• ACTIVITY: The reply should give back every entry exactly as written.
■ ■ ■ ■ ■
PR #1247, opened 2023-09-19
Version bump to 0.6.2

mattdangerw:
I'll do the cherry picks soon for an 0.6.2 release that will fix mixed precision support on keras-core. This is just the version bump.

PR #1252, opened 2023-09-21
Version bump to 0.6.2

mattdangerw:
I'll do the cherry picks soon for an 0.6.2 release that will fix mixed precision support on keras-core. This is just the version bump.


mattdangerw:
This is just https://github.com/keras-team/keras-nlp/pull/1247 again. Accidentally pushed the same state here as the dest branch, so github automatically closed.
■ ■ ■ ■ ■
• RESPONSE AREA:
PR #1247, opened 2023-09-19
Version bump to 0.6.2

mattdangerw:
I'll do the cherry picks soon for an 0.6.2 release that will fix mixed precision support on keras-core. This is just the version bump.

PR #1252, opened 2023-09-21
Version bump to 0.6.2

mattdangerw:
I'll do the cherry picks soon for an 0.6.2 release that will fix mixed precision support on keras-core. This is just the version bump.


mattdangerw:
This is just https://github.com/keras-team/keras-nlp/pull/1247 again. Accidentally pushed the same state here as the dest branch, so github automatically closed.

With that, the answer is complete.